» **EXERCISE DETAILS**:
Find the word "message" in the data. Return every line where it appears.

» **INFORMATION SHOWN**:
PR #700, opened 2016-05-19
Pin google-protobuf dependency

blowmage:
We didn't expect "~> 3.0.0.alpha.5.0.5" to match "3.0.0.alpha.6.0.0".
Make the dependency explicit on "3.0.0.alpha.5.0.5.1" as a result.


quartzmo:
The reasons we need to pin the google-protobuf dependency (and not depend on `3.0.0.alpha.6.0.0`) are provided in google/protobuf#1563 and google/protobuf#1564.

Issue #594, opened 2016-03-23
Add IAM convenience methods to Pub/Sub Project


blowmage:
The current Pub/Sub API has convenience methods to get/set a Topic or Subscription's policy, but not for a Project. With the conversion to GRPC we can add convenience methods to Project as well.

blowmage:
After discussing this further we decided not to go in this direction.

Issue #588, opened 2016-03-18
Pub/Sub Get/Set/Test Project IAM


blowmage:
It is possible to work with IAM policies and permissions for topics and subscriptions, but not the project. For instance, there is no way to check for permissions for creating a topic, since that is done on the project. We should allow _all_ roles to be get/set and tested on a Pub/Sub project.

quartzmo:
@blowmage I implemented this using gRPC. But when I try to get the Policy for the current project, I get this error:

```sh
irb(main):002:0> policy = pubsub.policy
Gcloud::InvalidArgumentError: 3:This service cannot be used to manage the permissions of resources of type project. Please find the appropriate service to do so. See https://cloud.google.com/iam/docs/#supported_cloud_platform_services.
	from /Users/quartzmo/code/google/codez/gcloud-ruby/lib/gcloud/pubsub/project.rb:517:in `rescue in policy'
	from /Users/quartzmo/code/google/codez/gcloud-ruby/lib/gcloud/pubsub/project.rb:512:in `policy'
	from (irb):2
```

blowmage:
Right. The Pub/Sub service allows only Topic and Subscription to get/set an IAM Policy, and testing permissions. That is why the current Pub/Sub implementation does not have policy implemented on Project. Users would have to use either the IAM service, or Cloud Resource Manager, to manage a project's policy. I was hoping that the move to gRPC would allow these calls to be made on the IAM service, but this turned out not to be the case.

PR #716, opened 2016-05-27
Add Pub/Sub Policy

### LINKED ISSUE #587: Create IAM Policy DSL
Both Pub/Sub and Resource Manager have IAM calls to get and set a Policy as part of their API. The API is very simple, either returning a hash or setting a hash. We should offer a DSL for modifying the Policy in place, rather than entirely replacing it. Similar to how permissions are modified in Storage.

### LINKED ISSUE #593: Protect against overwriting IAM Policies
`SetIamPolicy` will override the resource's policy if setting without an etag value. This is a fundamentally dangerous operation. Make this much safer by providing a mechanism to get, modify, and set a policy in one operation. Perhaps similar to how DNS `Zone#update` works when called with a block.

quartzmo:
This PR adds an object, Policy, that holds the `etag` value for use in updates.

[closes #587, closes #593]

### DIFF
--- a/lib/gcloud/pubsub/policy.rb
+++ b/lib/gcloud/pubsub/policy.rb
@@ -1,0 +1,101 @@
+# Copyright 2015 Google Inc. All rights reserved.
+#
+# Licensed under the Apache License, Version 2.0 (the "License");
+# you may not use this file except in compliance with the License.
+# You may obtain a copy of the License at
+#
+#     http://www.apache.org/licenses/LICENSE-2.0
+#
+# Unless required by applicable law or agreed to in writing, software
+# distributed under the License is distributed on an "AS IS" BASIS,
+# WITHOUT WARRANTIES OR CONDITIONS OF ANY KIND, either express or implied.
+# See the License for the specific language governing permissions and
+# limitations under the License.
+
+
+require "gcloud/errors"
+
+module Gcloud
+  module Pubsub
+    ##
+    # # Policy
+    #
+    # Represents a Cloud IAM Policy for the Pub/Sub service.
+    #
+    # A common pattern for updating a resource's metadata, such as its Policy,
+    # is to read the current data from the service, update the data locally, and
+    # then send the modified data for writing. This pattern may result in a
+    # conflict if two or more processes attempt the sequence simultaneously. IAM
+    # solves this problem with the {Gcloud::Pubsub::Policy#etag} property, which
+    # is used to verify whether the policy has changed since the last request.
+    # When you make a request to with an `etag` value, Cloud IAM compares the
+    # `etag` value in the request with the existing `etag` value associated with
+    # the policy. It writes the policy only if the `etag` values match.
+    #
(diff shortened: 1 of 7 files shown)


lib/gcloud/pubsub/policy.rb
```diff
@@ -0,0 +1,98 @@
+# Copyright 2015 Google Inc. All rights reserved.
```
blowmage: 2016

quartzmo: Thanks, good catch!

lib/gcloud/pubsub/topic.rb
```diff
@@ -299,85 +300,77 @@ def publish data = nil, attributes = {}
...
-      #       "role" => "roles/viewer",
-      #       "members" => ["serviceAccount:your-service-account"]
-      #     }]
-      #   }
       #   topic = pubsub.topic "my-topic"
-      #   topic.policy = viewer_policy
+      #
+      #   policy = topic.policy # API call
+      #
+      #   policy.roles["roles/owner"] << "user:owner@example.com"
```
blowmage: I think it would be better to use a top-level policy method to make changes like this.

```ruby
policy.add "roles/owner", "user:owner@example.com"
```

quartzmo:
@blowmage I think this is ready. I don't think #588 or #594 are actionable (see error posted on #588).

blowmage:
I don't think this is ready. To close #587 and #593 I would like to see the policy object yielded to the method's block so users can make minor changes in a declarative way. This should also use the latest etag to ensure that only the changes made in the block are made.

```ruby
require "gcloud"

gcloud = Gcloud.new
pubsub = gcloud.pubsub
topic = pubsub.topic "my-topic"

policy = topic.policy do |p|
  p.add "roles/owner", "user:newowner@example.com"
end
```

I also think while we are making these changes in Pub/Sub we should also make the same changes in Resource Manager. Use the same Policy API in both services.

quartzmo:
I'm adding the block to `#policy` now.

quartzmo:
@blowmage I'll do the Resource Manager change in a separate PR--right on the heels of this one.

blowmage:
Some additional thoughts after taking another look. I'd like to see a way to inspect all the roles on a policy. Like `Hash#keys`, so perhaps `Policy#roles`? I'd also like to see the block syntax as the main use-case. So the `#policy` code examples should show the block syntax first, and I'd like to see all Policy code examples use the block syntax.

Here are some thoughts based on my biases: I would also prefer `Profile#[]` to `Profile#role`, but that's debatable. I'm a little suspicious of allowing users to modify the members array directly. I'd rather the returned array was frozen so they had to use the mutator methods (`add`/`remove`) instead. But again that's just a preference. Lastly I'd prefer to see the Policy initializer not take any arguments, since it isn't intended to be created by users, similar to most other classes.

blowmage:
Gonna accept this now and we can make some of these tweaks after.

PR #719, opened 2016-06-01
Update Storage Verifier

blowmage:
Avoid reading very large files into memory when calculating digests. Fix CRC32c errors message.


blowmage:
I've run the digest verifier against a 6GB file and the ruby process pegs a single core but doesn't grow memory usage above 50KB.

quartzmo:
Thanks for the quick turnaround on this, @blowmage!

PR #720, opened 2016-06-02
Add BigQuery standard SQL support

yancya:
Add argument of use_legacy_sql for #query and #query_job .
Can use BigQuery's [standard SQL](https://cloud.google.com/bigquery/sql-reference/) if use_legacy_sql is false(default true).

### DIFF
--- a/google-cloud-bigquery/lib/google/cloud/bigquery/dataset.rb
+++ b/google-cloud-bigquery/lib/google/cloud/bigquery/dataset.rb
@@ -578,10 +578,12 @@ module Google
         # @!group Data
         #
         def query_job query, priority: "INTERACTIVE", cache: true, table: nil,
-                      create: nil, write: nil, large_results: nil, flatten: nil
+                      create: nil, write: nil, large_results: nil, flatten: nil,
+                      use_legacy_sql: true
           options = { priority: priority, cache: cache, table: table,
                       create: create, write: write,
-                      large_results: large_results, flatten: flatten }
+                      large_results: large_results, flatten: flatten,
+                      use_legacy_sql: use_legacy_sql }
           options[:dataset] ||= self
           ensure_service!
           gapi = service.query_job query, options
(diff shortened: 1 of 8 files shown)


yancya:
I signed it!

quartzmo:
@yancya Thank you for your PR! 

The [`useLegacySql`](https://cloud.google.com/bigquery/docs/reference/v2/jobs/query#request-body) option is currently marked `[Experimental]`:

> [Experimental] Specifies whether to use BigQuery's legacy SQL dialect for this query. The default value is true. If set to false, the query will use BigQuery's standard SQL: https://cloud.google.com/bigquery/sql-reference/. When useLegacySql is set to false, the values of allowLargeResults and flattenResults are ignored; query will be run as if allowLargeResults is true and flattenResults is false.

Our current policy is to **not** add support for `[Experimental]` options to gcloud-ruby, but if you need this feature, can you perhaps explain why, and make a strong case for adding it?

yancya:
> if you need this feature, can you perhaps explain why, and make a strong case for adding it?

I am transplanting my analytics system on BigQuery from PostgreSQL.  I want to use standard SQL on BigQuery. Because PostgreSQL's SQL is like the standard SQL. 
But, I can wait [Experimental] to be released. Because I can select using forked version in the meantime.

> Our current policy is to not add support for [Experimental] options to gcloud-ruby,

I understood it. I don't have to be merged necessarily right now.

Thank you.

quartzmo:
@yancya Thank you for the additional detail.

@blowmage @jgeewax Any thoughts on this?

blowmage:
If only we had the option to add experimental features via some sort of plugin mechanism...

quartzmo:
@blowmage For simple values like strings and booleans, such as this flag, couldn't that be implemented just by being flexible and passing along any and all options to the service?

yancya:
@quartzmo Hi. The [useLegacySql](The useLegacySql option is currently marked [Experimental]) option is not currently marked [Experimental] now.

quartzmo:
In that case, I don't see any reason why we can't add this feature.

@blowmage PTAL

blowmage:
@yancya, would you be willing to add the unit and acceptance tests for this new parameter, and documenting it, as @quartzmo mentioned?

PR #721, opened 2016-06-03
Add Backoff to all google-api-client requests 

### LINKED ISSUE #714: Backoff for all (or selected) storage methods
As per [0] we're getting rate limited on e.g. file copy call etc. It seems to make sense to have backoff on all methods, instead of just bucket ones? At least updates are documented to be rate limited [1] but its probably safe to apply universally?

[0] https://stackoverflow.com/questions/37431917/gcloud-ruby-backoff-on-copying-files-and-other-operations/37439948#37439948
[1] https://cloud.google.com/storage/docs/best-practices#buckets-object

quartzmo:
Since we apply backoff to all gRPC requests, and also because a lack of backoff retry logic has been raised as an issue with Storage (#714), apply this behavior to all google-api-client requests.

This PR also introduces a breaking change by removing the `retries` option from Storage `Project#create_bucket` and `Bucket#delete`. The number of retries should now be configured directly on `Backoff`.

[closes #714]

### DIFF
--- a/lib/gcloud/backoff.rb
+++ b/lib/gcloud/backoff.rb
@@ -33,26 +33,26 @@ module Gcloud
       ##
       # The number of times a retriable API call should be retried.
       #
-      # The default value is 3.
+      # The default value is `3`.
       attr_accessor :retries
 
       ##
       # The GRPC Status Codes that should be retried.
       #
-      # The default values are 14.
+      # The default values are `14`.
       attr_accessor :grpc_codes
 
       ##
       # The HTTP Status Codes that should be retried.
       #
-      # The default values are 500 and 503.
+      # The default values are `500` and `503`.
       attr_accessor :http_codes
 
       ##
       # The Google API error reasons that should be retried.
       #
-      # The default values are rateLimitExceeded and
-      # userRateLimitExceeded.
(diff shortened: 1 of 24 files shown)


blowmage:
:+1:

quartzmo:
@blowmage How do you feel about [a single unit test for backoff](https://github.com/quartzmo/gcloud-ruby/blob/c33cefb295048b349f4f29eecac1dd0f05c7a172/test/gcloud/bigquery/backoff_test.rb) per service? Any suggestions?

blowmage:
I'm in favor of _not_ doubling or tripling the number of tests per service in the name of proper test coverage. 😏

blowmage:
I think one test per service is fine. I don't think the backoff code is much at risk of being unintentionally broken.

quartzmo:
@blowmage Any suggestions for [this discussion of Backoff](https://github.com/GoogleCloudPlatform/gcloud-ruby/pull/721/commits/805ebbf54c97f70616dcbabe8125b912078423d1) at the end of the BigQuery guide? Once it's good I'll adapt it to the other guides.

blowmage:
Awesome work!

Issue #711, opened 2016-05-23
Per-result cursor support (v1beta3)


blowmage:
Datastore v1beta3 adds a [cursor for every result](https://cloud.google.com/datastore/reference/rest/v1beta3/EntityResult#FIELDS.cursor) returned. We don't currently expose this, and only show the cursor for the last result on the page. The QueryResults object should provide cursors for every result.

```ruby
tasks = datastore.run query
tasks.size #=> 3

# iterate through results and cursors
tasks.each_with_cursor do |task, cursor|
  # ..
end
```

timanovsky:
Is it related to #690 ?

blowmage:
Kinda. I'm working on both.

blowmage:
Resolved in the 0.11.0 release.

Issue #707, opened 2016-05-20
Pagination seems a bit ... confusing (specifically Datastore)


jgeewax:
Doc: https://googlecloudplatform.github.io/gcloud-ruby/#/docs/v0.10.0/gcloud/datastore#paginating-records

This discussion has also been happening over at https://github.com/GoogleCloudPlatform/gcloud-python/issues/895

Basic gist is that we have a few different scenarios when "listing things":

1. Give me all the things
  - Kind of link infiniscroll
  - I don't care about how many API calls are made under the hood
  - I don't care about how many items there are

1. Give me all the things, up to N
  - Same as above, but stop at N things

1. Give me all the things, but no more than N API calls
  - Same as (1) except limit this to 100 API calls so I don't pay out the ass...

1. Give me page X of things, where each page is exactly N items (unless I'm out of items)
  - I start with no token, which gives me "page 1"
  - I get a token with that response, which I can pass in later to get "the next page"
  - The only reason why I should get < N items in a page is if there are no more to give me

---

Some examples of what I'd want... (assumes we start with a Datastore `query` object):

```ruby
# Give me all the things forever
results = dataset.run query
results.each do |entity|
  puts "Got entity #{entity}"
end

# And in another list method....
topics = pubsub.topics
topics.each do |topic|
  puts "Got topic: #{topic.name}"
end

# Give me up to 100 things
first_100_topics = pubsub.topics limit: 100
topics.each do |topic|
  puts "Got topic: #{topic.name}"
end

# Give me all the things up to 100 API calls
topics = pubsub.topics max_api_calls: 100  # Maybe a different name?

# Give me paginated things.
first_page_of_topics = pubsub.topics page_size: 10
first_page_of_topics.each do |topic|
  puts "Got topic: #{topic.name}"
end

# Give me the next page of 10
next_page_of_topics = pubsub.topics page_size: 10, page_token: first_page_of_topics.next_page_token
first_page_of_topics.each do |topic|
  puts "Got topic: #{topic.name}"
end
```

quartzmo:
@jgeewax I edited the docs link in your description to point to `googlecloudplatform.github.io` (was `quartzmo` fork.) Thanks for all these suggestions! I'll keep an eye on GoogleCloudPlatform/gcloud-python#895.

blowmage:
I think we can get most of the way there with lazy enumerables. See #690. The only thing that won't do is limit the number of total API calls.

[...]

Issue #690, opened 2016-05-12
Datastore feature request: implement Enumerator interface in QueryResults 


timanovsky:
Something like `QueryResults.to_enum` should return enumerator with lazy page loading contrary to `.all` eager loading.

blowmage:
I 100% agree. I had a spike that implemented this many moons ago, but it was before gcloud-ruby dropped 1.9 support. Now that gcloud-ruby only supports 2.0+ we can safely add this. When we do we will add this to all result objects, across all services.

Also, the method `QueryResults#to_enum` already exists. The object is a delegate to an array, and you can already enumerate over the page of results. So the future enumerator method will need to be named something new.

blowmage:
Resolved in the 0.11.0 release.

PR #724, opened 2016-06-07
Add Enumerators to List classes

blowmage:
This adds Enumerators to the many List classes in gcloud-ruby. This will enable more rubyish pagination options as described in #690 and #707. It also adds support for result cursors as described in #711. Lots of test coverage and documentation because that is how we roll.


quartzmo:
Awesome, awesome feature!

Let the bikeshedding begin: How do you feel about `max_requests` instead of `max_api_calls`? ("API calls" to me is a bit informal and loose. It could mean local calls, or any level of interface. The specific concern here is the number of HTTP requests.)

blowmage:
It should come as no surprise to you that I consider `max_api_requests` to be too long and overly explicit, but that was the name that JJ used in his sample code. 

I don't know that `max_requests` is much of an improvement. I'd prefer `max` or `requests` myself. I did not look to see what other libs use for this type of feature. I bet having some prior art will be useful in deciding.

blowmage:
What about `limit`?

blowmage:
[Rack::Throttle](https://github.com/bendiken/rack-throttle) uses `max`.

blowmage:
Most other libs refer to this concept as `limit`.

quartzmo:
I think `limit` is too commonly used for paginating records ([`limit` and `offset`](https://www.postgresql.org/docs/8.3/static/queries-limit.html)).

quartzmo:
I'm with @jgeewax's example then: If you change `max_api_calls` to `max_api_requests`, it I think it would be more precise. But like I said, just a bikeshed...

blowmage:
The more I think of this the more I think `limit` is semantically correct. What do you think of `api_limit` as a compromise?

quartzmo:
`request_limit` ? The problem I have with "api" is that it's not used correctly (precisely). The definition of API is broad and can be local.

blowmage:
Well, I think it's better than `max_api_calls`.

lib/gcloud/storage/bucket/list.rb
```diff
@@ -51,6 +51,67 @@ def next
...
         ##
+        # Retrieves all buckets by repeatedly loading {#next} until {#next?}
+        # returns `false`. Calls the given block once for each bucket, which is
+        # passed as the parameter.
+        #
+        # An Enumerator is returned if no block is given.
+        #
+        # This method may make several API calls until all buckets are
+        # retrieved. Be sure to use as narrow a search criteria as possible.
+        # Please use with caution.
```
quartzmo: Need `@param` doc for `max_api_calls`?

lib/gcloud/storage/bucket/list.rb
```diff
@@ -51,6 +51,67 @@ def next
...
+          max_api_calls = max_api_calls.to_i if max_api_calls
+          unless block_given?
+            return enum_for(:all, max_api_calls: max_api_calls)
+          end
+          results = self
+          loop do
+            results.each { |r| yield r }
+            if max_api_calls
+              max_api_calls -= 1
+              break if max_api_calls < 0
```
quartzmo: Because this `break` is after the `yield`, this corner case is possible:

```ruby
irb(main):015:0> storage.buckets.all(max_api_calls: 0).each {|x| puts x.name};nil
my-bucket123321
=> nil
```

quartzmo:
Yay! 

Moving on, I wonder if the block usage of `#all` increases the mental overhead of the API? I wonder if new users (familiar with Ruby` Enumerable` but not with gcloud) might be better served by just being guided to use `Enumerable`? 

Meaning: `storage.buckets.all.each {|x| puts x.name}` rather than `storage.buckets.all {|x| puts x.name}`.

As usual, my biases are: 1) Keep the API surface area small. 2) Leverage core APIs. 3) Optimize for reducing new users' mental overhead, not expert users' keystrokes.

blowmage:
Added new commits to rename `max_api_calls` to `request_limit`. Also added lots of param documentation, and a couple missing tests.

lib/gcloud/storage/bucket/list.rb
blowmage: Just now saw this comment. The missing `@param` and `@yieldparam` docs in the latest commits.

blowmage:
> I wonder if new users (familiar with Ruby `Enumerable` but not with `gcloud`) might be better served by just being guided to use `Enumerable`?

> Meaning: `storage.buckets.all.each {|x| puts x.name}` rather than `storage.buckets.all {|x| puts x.name}`.

I actually started out with that approach, but the Datastore cursor requirements made me change my mind. For Datastore we added `each_with_cursor`, which sits along side Enumerable's `each` and `each_with_index`. I don't prefer to call `results.each_with_cusor.each { |res, cur| ... }` as opposed to `results.each_with_cusor { |res, cur| ... }`, but you certainly can. Similarly, I don't prefer `buckets.all.each {|x| puts x.name}` to `buckets.all {|x| puts x.name}`, even though both work.

But you know how much of a minimalist I am. And that's, like, just my opinion man.

quartzmo:
Wow, you're right,  `results.each_with_cusor.each { |res, cur| ... }`  is pretty rough on the eyes! Ok, let's leave it as-is!

blowmage:
Crazy thing is that this might actually work: `results.each_with_cusor.each_with_index { |res, cur, idx| ... }`

quartzmo:
I made a comment earlier that I think got overwritten:

Because `yield` occurs before the `break` if `request_limit` is satisfied, I believe you get one iteration more than you specify:

```ruby
irb(main):017:0> storage.buckets.all(request_limit: 0) {|x| puts x.name};nil
my-bucket123321
=> nil
```

lib/gcloud/storage/bucket/list.rb
blowmage: The code is the way it is so the limit count works properly. If you specify no additional calls (`all(max_api_calls: 0)`) the enumerator should not make any additional calls. The initial api call made in `storage.buckets` remains, as it was made before accessing the `all` enumerator.

blowmage: `storage.buckets.all(max_api_calls: 0)` behaves the same as `storage.buckets.all(max_api_calls: -99)`, where no additional api calls are made.

quartzmo: OK, a little funky due to the initial call for sure, but I see no way around it. Thanks for explaining!

blowmage:
The initial yield happens on the initial list object. If the list's `next?` returns false the enumerator will never make another call, but the list should still yield all the initial results before ever making that check.

lib/gcloud/datastore/dataset/query_results.rb
```diff
@@ -110,38 +110,43 @@ def no_more?
...
-        # Whether there are more results available for subsequent API calls.
-        # Tests the value of {#more_results}.
+        # Whether there are more results available.
+        #
+        # @example
+        #   require "gcloud"
+        #
+        #   gcloud = Gcloud.new
+        #   datastore = gcloud.datastore
+        #   query = datastore.query "Tasks"
```
quartzmo: The examples for http://cloud.google.com/datastore consistently use `"Task"`.

quartzmo:
@blowmage Incredible job on the docs, they are super clean. You even managed to correct some old copy/paste errors. Fantastic work.

I've read through everything, and except for the two little docs issues above (line notes), I'm ready to merge.

lib/gcloud/datastore/dataset/query_results.rb
blowmage: Updated.

lib/gcloud/bigquery/job/list.rb
```diff
@@ -33,22 +33,145 @@ class List < DelegateClass(::Array)
...
+        #     puts job.state
+        #   end
+        #
+        # @example Using the enumerator by not passing a block:
+        #   require "gcloud"
+        #
+        #   gcloud = Gcloud.new
+        #   bigquery = gcloud.bigquery
+        #
+        #   all_names = bigquery.jobs.all.map do |job|
```
blowmage: Changed.

blowmage:
K, I've addressed the two doc issues you caught, and a third for good measure.

quartzmo:
There are still a few `"Tasks"` in the Datastore examples that need to change to `"Task"`, but we can follow up with a small docs PR. Merging. Fantastic new addition to gcloud-ruby!!

PR #726, opened 2016-06-08
Update Pub/Sub publish

blowmage:
A couple of changes to Pub/Sub. The first addresses a bug when publishing multi-byte strings. The second is an enhancement allowing users to publish message data using an IO-ish object like File, StringIO, Tempfile, etc.


quartzmo:
Great to have this bug fixed! Thanks @blowmage.

Issue #718, opened 2016-05-31
downloading large file: failed to allocate memory (NoMemoryError)


Aguasvivas22:
Simple script to download file:
```
require 'gcloud'

gcloud = Gcloud.new "my-bucket"
storage = gcloud.storage

bucket = storage.bucket "my-bucket"
file = bucket.file "myfile.zip"
file.download "/tmp/myfile.zip"
```

When downloading 1.8GB file:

» **YOUR RESPONSE**:
Avoid reading very large files into memory when calculating digests. Fix CRC32c errors message.
A couple of changes to Pub/Sub. The first addresses a bug when publishing multi-byte strings. The second is an enhancement allowing users to publish message data using an IO-ish object like File, StringIO, Tempfile, etc.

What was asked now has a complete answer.